Directions for this task: Could you print exactly the lines of the listing below, starting at the line that has "PR #3262, opened 2018-07-11" and ending at the line that has "metric is selected", and only those lines?

Entries provided:

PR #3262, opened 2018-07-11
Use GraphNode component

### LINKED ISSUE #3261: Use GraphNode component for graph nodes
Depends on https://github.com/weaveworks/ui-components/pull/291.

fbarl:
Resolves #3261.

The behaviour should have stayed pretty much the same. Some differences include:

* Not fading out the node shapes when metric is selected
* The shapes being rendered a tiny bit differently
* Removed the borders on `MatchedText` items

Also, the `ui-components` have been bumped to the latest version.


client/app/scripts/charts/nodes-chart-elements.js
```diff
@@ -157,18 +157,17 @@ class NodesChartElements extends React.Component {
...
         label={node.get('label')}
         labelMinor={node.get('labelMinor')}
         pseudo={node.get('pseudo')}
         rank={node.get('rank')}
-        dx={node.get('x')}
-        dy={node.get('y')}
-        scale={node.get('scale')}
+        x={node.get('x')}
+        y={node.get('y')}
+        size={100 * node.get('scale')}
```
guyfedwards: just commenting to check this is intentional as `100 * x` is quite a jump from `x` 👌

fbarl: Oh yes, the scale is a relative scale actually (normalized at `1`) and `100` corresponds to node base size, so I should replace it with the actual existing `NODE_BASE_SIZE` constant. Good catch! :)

...

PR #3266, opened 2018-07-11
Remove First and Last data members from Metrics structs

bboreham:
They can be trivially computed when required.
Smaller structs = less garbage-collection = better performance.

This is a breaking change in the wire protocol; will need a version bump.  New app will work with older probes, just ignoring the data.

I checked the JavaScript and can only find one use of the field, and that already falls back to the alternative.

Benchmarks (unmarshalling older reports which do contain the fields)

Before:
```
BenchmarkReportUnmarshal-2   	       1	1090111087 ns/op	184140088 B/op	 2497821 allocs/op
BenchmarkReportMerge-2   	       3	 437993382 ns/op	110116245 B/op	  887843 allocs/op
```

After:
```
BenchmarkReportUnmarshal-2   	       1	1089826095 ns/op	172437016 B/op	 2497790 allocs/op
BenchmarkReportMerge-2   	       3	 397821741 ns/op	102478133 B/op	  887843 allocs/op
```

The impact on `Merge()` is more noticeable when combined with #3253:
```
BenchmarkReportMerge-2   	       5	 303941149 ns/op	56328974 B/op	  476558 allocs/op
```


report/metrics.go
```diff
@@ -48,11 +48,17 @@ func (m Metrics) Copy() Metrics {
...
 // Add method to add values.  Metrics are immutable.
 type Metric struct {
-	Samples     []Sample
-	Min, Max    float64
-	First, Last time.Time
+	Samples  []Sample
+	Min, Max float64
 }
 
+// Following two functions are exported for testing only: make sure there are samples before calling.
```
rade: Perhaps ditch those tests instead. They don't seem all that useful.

* * *

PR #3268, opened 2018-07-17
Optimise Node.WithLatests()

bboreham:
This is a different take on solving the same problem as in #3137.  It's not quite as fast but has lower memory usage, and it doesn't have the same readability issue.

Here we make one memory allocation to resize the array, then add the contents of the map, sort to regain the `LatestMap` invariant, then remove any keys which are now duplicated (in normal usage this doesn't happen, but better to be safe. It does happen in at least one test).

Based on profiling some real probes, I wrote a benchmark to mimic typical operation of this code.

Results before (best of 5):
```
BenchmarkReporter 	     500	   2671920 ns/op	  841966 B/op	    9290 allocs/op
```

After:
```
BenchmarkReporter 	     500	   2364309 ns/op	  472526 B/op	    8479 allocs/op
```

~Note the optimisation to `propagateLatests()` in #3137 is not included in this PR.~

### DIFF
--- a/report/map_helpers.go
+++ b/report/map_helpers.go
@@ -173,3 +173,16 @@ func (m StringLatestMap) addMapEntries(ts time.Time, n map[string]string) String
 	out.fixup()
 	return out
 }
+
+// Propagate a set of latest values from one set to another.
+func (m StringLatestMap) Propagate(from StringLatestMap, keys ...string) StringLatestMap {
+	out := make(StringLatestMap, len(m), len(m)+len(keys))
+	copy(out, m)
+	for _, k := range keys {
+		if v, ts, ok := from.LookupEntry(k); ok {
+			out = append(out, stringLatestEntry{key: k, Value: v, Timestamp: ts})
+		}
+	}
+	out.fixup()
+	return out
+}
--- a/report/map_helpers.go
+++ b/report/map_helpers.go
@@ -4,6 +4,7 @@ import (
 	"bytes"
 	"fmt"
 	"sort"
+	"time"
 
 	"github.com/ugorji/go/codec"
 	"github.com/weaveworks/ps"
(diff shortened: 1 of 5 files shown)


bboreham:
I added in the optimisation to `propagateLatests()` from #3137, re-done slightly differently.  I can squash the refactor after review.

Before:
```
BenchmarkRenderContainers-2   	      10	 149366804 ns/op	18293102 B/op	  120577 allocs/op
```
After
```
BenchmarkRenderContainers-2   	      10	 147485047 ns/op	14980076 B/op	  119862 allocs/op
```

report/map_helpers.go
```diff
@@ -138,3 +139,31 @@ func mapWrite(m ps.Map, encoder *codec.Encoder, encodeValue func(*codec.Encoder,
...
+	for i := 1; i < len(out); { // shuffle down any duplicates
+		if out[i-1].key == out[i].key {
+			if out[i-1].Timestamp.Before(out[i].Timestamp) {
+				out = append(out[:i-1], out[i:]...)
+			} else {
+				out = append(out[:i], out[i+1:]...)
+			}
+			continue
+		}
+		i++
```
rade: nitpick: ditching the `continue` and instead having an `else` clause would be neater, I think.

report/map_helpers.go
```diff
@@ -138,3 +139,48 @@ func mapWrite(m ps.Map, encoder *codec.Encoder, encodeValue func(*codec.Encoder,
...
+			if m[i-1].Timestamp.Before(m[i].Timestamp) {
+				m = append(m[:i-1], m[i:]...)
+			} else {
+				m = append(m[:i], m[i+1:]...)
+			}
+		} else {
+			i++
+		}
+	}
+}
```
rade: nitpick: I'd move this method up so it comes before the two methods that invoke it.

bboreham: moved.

Answer for this exercise:
PR #3262, opened 2018-07-11
Use GraphNode component

### LINKED ISSUE #3261: Use GraphNode component for graph nodes
Depends on https://github.com/weaveworks/ui-components/pull/291.

fbarl:
Resolves #3261.

The behaviour should have stayed pretty much the same. Some differences include:

* Not fading out the node shapes when metric is selected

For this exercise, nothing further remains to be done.